The Untilled land

3 Aug

On the news today, a young girl was shouting at tv channel microphones that unless the government paid compensation of 30 lakh rupees to a girl killed in a bus accident, protests by a hundred-odd students would continue. The news item ended with the protestors dispersing after officials promised compensation.

In the next news item, student protestors from Pachiyappa’s college were shown pelting stones at a TASMAC shop. A burly policeman in plain clothes was beating the hell out of a rather skinny student who had ran out of luck.

On another channel, MDMK leader Vaiko was exhorting students ‘to come out of college classrooms to the streets to break TASMAC shops’. ‘Not a single shop should be spared!’ he said.

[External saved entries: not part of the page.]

PR #2282, opened 2026-08-03
refactor: harden marker handling in the packagers

getroot:
**Problem**

Each publisher derived the return(IN) marker from an OUT on its own at consumption time, and the marker lifecycle rules were scattered across the consumers, so a segment cut could miss the marker position depending on chunk timing and a pending return point could not be adjusted or cleaned up consistently.

**Solution**

Publishers no longer derive a return marker: the marker pipeline consumes an OUT and its return(IN) as separate events. The marker lifecycle rules are centralized in the marker box, where a return point announced by a planned duration stays adjustable by an explicit IN until it is consumed, a duplicate replaces the pending one idempotently, and leftovers are discarded with a warning. The packager guarantees a segment boundary at the first cuttable frame at or after each marker position.

**Test**

Unit tests (`ome_test_bmff`, 6 scenarios) cover cross-track sequence alignment over repeated marker events in three GOP/segment configurations, marker-position cuts, and the provisional/confirmed IN replacement rules.

### DIFF
--- a/src/base/modules/data_format/cue_event/cue_event.cpp
+++ b/src/base/modules/data_format/cue_event/cue_event.cpp
@@ -8,9 +8,9 @@
 //==============================================================================
 #include "cue_event.h"
 
-std::shared_ptr<CueEvent> CueEvent::Create(CueType cue_type, uint32_t duration_sec, uint32_t elapsed_msec)
+std::shared_ptr<CueEvent> CueEvent::Create(CueType cue_type, uint32_t duration_sec, uint32_t elapsed_msec, bool provisional)
 {
-	return std::make_shared<CueEvent>(cue_type, duration_sec, elapsed_msec);
+	return std::make_shared<CueEvent>(cue_type, duration_sec, elapsed_msec, provisional);
 }
 
 std::shared_ptr<CueEvent> CueEvent::Parse(const std::shared_ptr<const ov::Data> &data)
@@ -22,7 +22,8 @@ std::shared_ptr<CueEvent> CueEvent::Parse(const std::shared_ptr<const ov::Data> 
 
 	ov::ByteStream stream(data);
 
-	if (data->GetLength() != 9)
+	// The provisional flag is appended only when set; older payloads are 9 bytes
+	if (data->GetLength() != 9 && data->GetLength() != 10)
 	{
 		return nullptr;
 	}
@@ -42,7 +43,13 @@ std::shared_ptr<CueEvent> CueEvent::Parse(const std::shared_ptr<const ov::Data> 
 	uint32_t duration_msec = stream.ReadBE32();
 	uint32_t elapsed_msec = stream.ReadBE32();
 
-	return Create(cue_type, duration_msec, elapsed_msec);
+	bool provisional = false;
+	if (data->GetLength() == 10)
+	{
+		provisional = stream.Read8() == 1;
+	}
+
+	return Create(cue_type, duration_msec, elapsed_msec, provisional);
 }
 
 CueEvent::CueType CueEvent::GetCueTypeByName(ov::String type)
@@ -63,20 +70,28 @@ CueEvent::CueType CueEvent::GetCueTypeByName(ov::String type)
 	return CueType::Unknown;
 }
 
-CueEvent::CueEvent(CueType cue_type, uint32_t duration_sec, uint32_t elapsed_msec)
+CueEvent::CueEvent(CueType cue_type, uint32_t duration_sec, uint32_t elapsed_msec, bool provisional)
 {
 	_cue_type = cue_type;
 	_duration_msec = duration_sec;
 	_elapsed_msec = elapsed_msec;
+	_provisional = provisional;
 }
 
 std::shared_ptr<ov::Data> CueEvent::Serialize() const
 {
-	ov::ByteStream stream(5);
+	ov::ByteStream stream(10);
 
 	stream.Write8(static_cast<uint8_t>(_cue_type));
 	stream.WriteBE32(_duration_msec);
 	stream.WriteBE32(_elapsed_msec);
+
+	// Appended only when set, so unrelated events stay wire-identical to
+	// older versions
+	if (_provisional == true)
+	{
+		stream.Write8(1);
+	}
 
 	return stream.GetDataPointer();
 }
@@ -109,4 +124,9 @@ uint32_t CueEvent::GetDurationMsec() const
 uint32_t CueEvent::GetElapsedMsec() const
 {
 	return _elapsed_msec;
+}
+
+bool CueEvent::IsProvisional() const
+{
+	return _provisional;
 }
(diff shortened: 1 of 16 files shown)


src/base/modules/data_format/cue_event/cue_event.cpp
```diff
@@ -63,21 +70,29 @@ CueEvent::CueType CueEvent::GetCueTypeByName(ov::String type)
...
 	_cue_type = cue_type;
 	_duration_msec = duration_sec;
 	_elapsed_msec = elapsed_msec;
+	_provisional = provisional;
 }
 
 std::shared_ptr<ov::Data> CueEvent::Serialize() const
 {
-	ov::ByteStream stream(5);
+	ov::ByteStream stream(10);
```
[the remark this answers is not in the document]
getroot: it's wrong. ByteStream(capacity) : capacity is reserved size

src/modules/containers/bmff/fmp4_packager/fmp4_packager.cpp
```diff
@@ -514,62 +537,48 @@ namespace bmff
...
 				bool last_chunk = can_be_last_chunk && next_frame_is_idr;
 				if (marker_handling == kShouldFlushImmediately)
 				{
 					last_chunk = true;
 				}
 
+				if (last_chunk == true)
+				{
+					// A completed boundary satisfies any pending marker cut
+					_pending_marker_cut_timestamp = -1;
```
Keukhan, line 575: **`_pending_marker_cut_timestamp` is never cleared when the storage force-completes the segment**

Two paths complete a segment, and this clear only covers one.

**Path A** — the packager passes `last_chunk = true`, the storage completes the segment, this block clears the pending cut. Correct.

**Path B** — the packager passes `last_chunk = false`, but `AppendMediaChunk` overwrites its own parameter at `fmp4_storage.cpp:576-583` when the segment exceeds `segment_duration_ms * 2` and completes it anyway. Since `last_chunk` is passed **by value** (`fmp4_storage.h:59`), the packager never learns this, and the pending cut survives.

```
t=3.0s   IN marker at T=3.0s falls in a chunk range on a non-IDR frame
         -> chunk consumes it, _pending_marker_cut_timestamp = 3.0s, last_chunk = false
t=12.0s  segment length 12s > 6s*2 -> storage force-completes it
         -> _pending_marker_cut_timestamp is still 3.0s
t=13.0s  first IDR -> return_cut = (13.0 >= 3.0) = true
         -> the *next* segment is cut after 1s   <-- extra boundary
```

Two consequences:

1. **An extra boundary on video only** — audio can't reach this path, since every audio frame counts as an IDR and its segments always complete at the target. That is exactly the cross-rendition sequence drift this PR is meant to eliminate.
2. **`PopExpiredMarkers` is skipped**, since it lives in the same block. A stranded marker keeps being counted by `GetMarkerCountBefore()`, inflating `GetEstimatedSequenceNumber()` for every marker inserted afterwards until the next normal completion cleans it up.

The "no IDR for 2x target" precondition is less exotic than it looks: `kShouldDeferSegmentFlush` deliberately postpones completion to wait for a marker, and `return_cut` waits for an IDR on video. It is most likely under the exact misconfiguration the new warning in `SendDataFrame` describes — which only warns and keeps running.

Suggestion: make `last_chunk` a `bool &` so the forced completion propagates back. Checking `IsCompleted()` after the call won't work, since `AppendMediaChunk` already called `CreateNextSegment()`.

src/base/modules/marker/marker_box.cpp
```diff
@@ -353,9 +369,18 @@ std::tuple<bool, ov::String> MarkerBox::CanInsertMarker(const std::shared_ptr<Ma
 		// IN -> IN
 		if (last_out_of_network_value == false)
 		{
-			if (_last_inserted_marker->GetTimestamp() > marker->GetTimestamp())
+			bool last_still_pending = _markers_by_timestamp.find(_last_inserted_marker->GetTimestamp()) != _markers_by_timestamp.end();
+
+			if (_last_inserted_marker->GetTimestamp() >= marker->GetTimestamp())
```
Keukhan: **`last_still_pending` is computed but not applied here, so a duplicate IN is accepted after the pending one was already consumed**

`_last_inserted_marker` is only assigned on a successful insert (`marker_box.cpp:439`, `marker_box.cpp:480`); no pop or remove path resets it. So it means "the last marker ever inserted", not "the marker currently pending" — it keeps pointing at a marker already emitted into a playlist. That is what `last_still_pending` exists to distinguish, but it is only consulted in the `else if` branch.

The comment says the same timestamp "replaces it harmlessly". That holds only while the marker is still in `_markers_by_timestamp`; once it is gone, this is a fresh insert, not a replacement:

```
t=0s     OUT@10s (duration 20s) + provisional IN@30s
t=10s    OUT consumed/emitted
t=30s    pIN@30s consumed/emitted   -> box {}, but _last_inserted is still pIN@30s
t=30.2s  the confirming IN@30s arrives late (retry, or sent at the actual return point)
         last_still_pending = false (computed, unused);  30s >= 30s -> accepted
         both erases in InsertMarker are no-ops
         -> box {IN@30s}   <-- a second IN with no OUT in between
```

The parent is inherited correctly, so this stray marker renders as a fully valid tag — nothing downstream rejects it. Outcome depends on the write head:

- **Already past 30s** -> no cut, `PopExpiredMarkers` drops it with a warning. Harmless.
- **Still just short of 30s** (up to one chunk on audio, one GOP on video) -> treated as a real marker: an extra segment boundary and a second `EXT-X-CUE-IN` / `SCTE35-IN` with no OUT in between.

The worst case is when those two outcomes split across tracks — audio already past it, video not — giving video +1 boundary and audio none, i.e. permanent sequence drift between renditions.

Note this was previously rejected: the old condition was `>`, so an identical timestamp fell through to `"IN marker only can be modified with the less timestamp"`. Widening it to `>=` allows behaviour that is only safe while the marker is pending. The tests don't cover it because they insert OUT / provisional IN / explicit IN at the same media time, so the marker is always still pending.

Suggestion:

```cpp
if (last_still_pending == true && _last_inserted_marker->GetTimestamp() >= marker->GetTimestamp())
```

An IN arriving after the previous one was emitted is an IN with no open break. This also makes the erase at `marker_box.cpp:456` meaningful only in the pending state. (The pre-existing `>` case has the same weakness; the same guard covers both.)

Keukhan (commented):
Two findings below, both the same pattern: state that outlives the thing it describes and is then used as the basis for a decision. Both lead to the cross-rendition media-sequence drift this PR is trying to remove.

src/base/modules/marker/marker_box.cpp
getroot: good, applied

src/modules/containers/bmff/fmp4_packager/fmp4_packager.cpp
getroot: good, applied

Keukhan (approved):
lgtm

The striking similarity across all three news items was the unflinching certainty of those involved that the judiciary or the due democratic process of government has no chance of seeing the light of the day here.

The first case – a court in any country where democratic ideals have taken roots, like the USA would have quickly ruled imposing penalties on the transport authority without getting hundreds of people working up under the midday sun.

The second case of stone-pelting students – a healthy public debate aided by a free press and judicial steps by social activists could have kept a check on the liquor-industrial complex (viz. the TN government?) without students having to step back in history to violence, which was how disagreements between folks were settled in the medieval ages.

A leader of an reasonably experienced political party exhorts students to violence, eschewing both peaceful democractic demonstrations and the law of the land. He is a lawyer-politican, and he apparently has had enough of both. This betrays a complete distrust of the due process of law and political engagement. One cannot blame him though – he once spent 180 days in jail without any chargesheet by the ruling government.

Gandhi_Satyagraha

India is at a crossroads. We may be the world’s largest democracy, but a democratic civil society is yet to take root in our tropical soil. The last political person who tilled this land was Gandhi.